__RECORDS SHOWN__:
PR #228, opened 2026-09-18
Back off between QMP startup validation attempts

NimbleAINinja:
## What this changes

`QMPVMHostSleepController.init` validated QEMU's monitor with three connection attempts issued back to back with **no wait between them**. The existing comment already acknowledged that "the launcher sees the socket before QEMU finishes initializing its monitor" — but three attempts inside the same instant do not give it any time to finish. This spaces them: five attempts at 0, 50, 100, 200 and 400 ms, bounded at 750 ms, spent only on the failure path.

__TASK DESCRIPTION__:
Everything from the first line of the records above through the line containing "## What this changes" should be restated word for word; leave out all other lines.

__SOLUTION FOR THIS EXERCISE__:
PR #228, opened 2026-09-18
Back off between QMP startup validation attempts

NimbleAINinja:
## What this changes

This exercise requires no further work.